TASK INPUT:
PR #2183, opened 2017-03-15
Introduce Rust/librustzcash into the zcash build system

ebfull:
Introduces Rust into the build system and brings a trivial xor operation into the code (near where we will likely be working).

### DIFF
--- a/configure.ac
+++ b/configure.ac
@@ -751,7 +751,7 @@ CPPFLAGS="-I$LIBSNARK_INCDIR $CPPFLAGS"
 AC_CHECK_HEADER([libsnark/gadgetlib1/gadget.hpp],,AC_MSG_ERROR(libsnark headers missing))
 AC_CHECK_LIB([snark],[main],LIBSNARK_LIBS=-lsnark, [AC_MSG_ERROR(libsnark missing)], [-lgmpxx])
 
-LIBZCASH_LIBS="-lsnark -lgmp -lgmpxx -lboost_system-mt -lcrypto -lsodium -fopenmp"
+LIBZCASH_LIBS="-lrustzcash -lsnark -lgmp -lgmpxx -lboost_system-mt -lcrypto -lsodium -fopenmp"
 
 CXXFLAGS_TEMP="$CXXFLAGS"
 LIBS_TEMP="$LIBS"
--- a/configure.ac
+++ b/configure.ac
@@ -88,6 +88,12 @@ AC_ARG_ENABLE([mining],
   [enable_mining=$enableval],
   [enable_mining=yes])
 
+AC_ARG_ENABLE([rust],
+  [AS_HELP_STRING([--enable-rust],
+  [enable rust (default is yes)])],
+  [enable_rust=$enableval],
+  [enable_rust=yes])
+
 AC_ARG_WITH([miniupnpc],
   [AS_HELP_STRING([--with-miniupnpc],
   [enable UPNP (default is yes if libminiupnpc is found)])],
@@ -751,7 +757,12 @@ CPPFLAGS="-I$LIBSNARK_INCDIR $CPPFLAGS"
 AC_CHECK_HEADER([libsnark/gadgetlib1/gadget.hpp],,AC_MSG_ERROR(libsnark headers missing))
 AC_CHECK_LIB([snark],[main],LIBSNARK_LIBS=-lsnark, [AC_MSG_ERROR(libsnark missing)], [-lgmpxx])
 
-LIBZCASH_LIBS="-lrustzcash -lsnark -lgmp -lgmpxx -lboost_system-mt -lcrypto -lsodium -fopenmp"
+RUST_LIBS=""
+if test x$enable_rust != xno; then
+  RUST_LIBS="-lrustzcash"
+fi
+
+LIBZCASH_LIBS="-lsnark -lgmp -lgmpxx -lboost_system-mt -lcrypto -lsodium -fopenmp $RUST_LIBS"
 
 CXXFLAGS_TEMP="$CXXFLAGS"
 LIBS_TEMP="$LIBS"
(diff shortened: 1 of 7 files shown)


ebfull:
@zkbot try

ebfull:
@zkbot try

daira:
Can we call it librustzcash?

ebfull:
I'm a little worried about the name we give it. There could be a ton of different things we'd want to call "zcash" or "rust-zcash" in the Rust namespace-land.

ebfull:
I named it `librustzcash` and this PR is ready for review.

ebfull:
@zkbot test

bitcartel:
We should disable this by default since there is no actual rust based functionality yet.  Add an option to build.sh to enable it.

daira:
I was thinking that *if* we're sure that we will be using Rust in future, then we should include this by default and add an option to *dis*able it, since then we'll see any build/dependency problems that users run into.

ebfull:
I think we are absolutely going to be integrating Rust code into Zcash this year. We need to ensure that there aren't any problems with deterministic builds, linking, etc. and get versions of Zcash shipping with Rust *before* we start implementing or using Rust code in Zcash.

As a result we absolutely should enable this by default. I would even argue against a `--disable-rust` flag unless users experience problems. This is because I don't want us to get in the habit of making Rust an optional dependency and keeping track of consistency between duplicated Rust and C++ functionality. Also, I don't forsee long before features are integrated into Zcash that are only written in Rust, so such a flag would be short lived anyway.

ebfull:
Ideally, this PR could be accepted and placed into the 1.0.8 release.

daira:
As release manager for 1.0.8, I'd accept this but only with a ``--disable-rust`` flag, because I want us to be able to tell people to use that if they do encounter problems. Later we'll remove the flag (at the point where we start depending on Rust for anything that isn't optional).

daira:
Concept ACK. Needs ``--disable-rust`` to go into 1.0.8.

ebfull:
Alright, will add that soon.

ebfull:
Done.

@zkbot try

zcutil/build.sh
```diff
@@ -73,9 +76,17 @@ then
     shift
 fi
 
+# If --disable-rust is the next argument, disable Rust code:
```
str4d: In #2120 I added a `CONFIGURE_FLAGS` env var for passing flags to `./configure`; I think that's a more extensible way to proceed.

configure.ac
```diff
@@ -88,6 +88,12 @@ AC_ARG_ENABLE([mining],
   [enable_mining=$enableval],
   [enable_mining=yes])
 
+AC_ARG_ENABLE([rust],
+  [AS_HELP_STRING([--enable-rust],
```
str4d: Should be `--disable-rust` here and in the help text (but leaving `enable_rust` as-is), as the default is to enable. Upstream has fixed this for e.g. the wallet, and I should have done the same for `-mining` when I added it. Non-blocking, as `AC_ARG_ENABLE` [transparently defines](https://www.gnu.org/savannah-checkouts/gnu/autoconf/manual/autoconf-2.69/html_node/Package-Options.html) `--disable-foo` as `--enable-foo=no`.

zcutil/build.sh
str4d: Hmm, in this case it might be necessary because of the `NO_RUST` argument to the depends system. So I'm non-blocking on this now, as it will be removed anyway once we make Rust a required dependency.

src/pow.cpp
```diff
@@ -96,6 +100,14 @@ bool CheckEquihashSolution(const CBlockHeader *pblock, const CChainParams& param
     // H(I||V||...
     crypto_generichash_blake2b_update(&state, (unsigned char*)&ss[0], ss.size());
 
+    #ifdef ENABLE_RUST
```
str4d: Non-blocking: indentation.

configure.ac
```diff
@@ -751,7 +757,12 @@ CPPFLAGS="-I$LIBSNARK_INCDIR $CPPFLAGS"
 AC_CHECK_HEADER([libsnark/gadgetlib1/gadget.hpp],,AC_MSG_ERROR(libsnark headers missing))
 AC_CHECK_LIB([snark],[main],LIBSNARK_LIBS=-lsnark, [AC_MSG_ERROR(libsnark missing)], [-lgmpxx])
 
-LIBZCASH_LIBS="-lrustzcash -lsnark -lgmp -lgmpxx -lboost_system-mt -lcrypto -lsodium -fopenmp"
+RUST_LIBS=""
+if test x$enable_rust != xno; then
+  RUST_LIBS="-lrustzcash"
+fi
+
+LIBZCASH_LIBS="-lsnark -lgmp -lgmpxx -lboost_system-mt -lcrypto -lsodium -fopenmp $RUST_LIBS"
```
str4d: Is there a reason why `-lrustzcash` is moved to the end? AFAICT it shouldn't make a difference, but when we revert this commit it might matter.

ebfull: I put it at the end deliberately because it should help when we need to link against libsodium in Rust. Nice observation though!

zcutil/build.sh
ebfull: Can you push to this PR with what you're talking about? I'm on my laptop. :blush:

ebfull: Oh, you're saying it's not blocking. Never mind then.

ebfull:
@zkbot r+

src/pow.cpp
ebfull: I prefer this indentation while simultaneously disliking precompiler macros like this.

configure.ac
ebfull: Actually, I think the linker will want `-lsodium` to appear after `-lrustzcash` in that case. We can deal with it later.

str4d: In that case, simply reverting the PR should be fine, because it will shift `-lrustzcash` back before `-lsodium`.

ebfull:
This PR previously passed the test suite. What's this about?

ebfull:
@zkbot retry

configure.ac
daira: (In an engineering meeting we decided not to make ``--disable-rust`` the default, but to add it to the User Guide instead. #2191)

daira:
@ebfull wrote:
> This PR previously passed the test suite. What's this about?

Race condition in the failing test? (rpc-tests/prioritisetransaction.py)

ebfull:
Filed https://github.com/zcash/zcash/issues/2193

PR #2187, opened 2017-03-16
Closes #2186. RPC getblock now accepts height or hash.

### LINKED ISSUE #2186: Modify getblock RPC call to accept height parameter
Users want to be able to call `getblock 100` instead of having to first call `getblockhash 100` followed by `getblock hash`.

bitcartel:


src/rpcblockchain.cpp
```diff
@@ -392,11 +394,36 @@ UniValue getblock(const UniValue& params, bool fHelp)
...
+	        throw JSONRPCError(RPC_INVALID_PARAMETER, "Invalid block height parameter");
+	    }
+        
+        int nHeight = -1;
+        try {
+            nHeight = std::stoi(strHash);
+	}
+	catch (const std::exception &e) {
+	    throw JSONRPCError(RPC_INVALID_PARAMETER, "Invalid block height parameter");
+	}
```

TASK INSTRUCTIONS:
Please output exactly the lines from the one containing "PR #2187, opened 2017-03-16" through the end of the records, both included.

OUTPUT FOR THIS EXERCISE:
PR #2187, opened 2017-03-16
Closes #2186. RPC getblock now accepts height or hash.

### LINKED ISSUE #2186: Modify getblock RPC call to accept height parameter
Users want to be able to call `getblock 100` instead of having to first call `getblockhash 100` followed by `getblock hash`.

bitcartel:


src/rpcblockchain.cpp
```diff
@@ -392,11 +394,36 @@ UniValue getblock(const UniValue& params, bool fHelp)
...
+	        throw JSONRPCError(RPC_INVALID_PARAMETER, "Invalid block height parameter");
+	    }
+        
+        int nHeight = -1;
+        try {
+            nHeight = std::stoi(strHash);
+	}
+	catch (const std::exception &e) {
+	    throw JSONRPCError(RPC_INVALID_PARAMETER, "Invalid block height parameter");
+	}
```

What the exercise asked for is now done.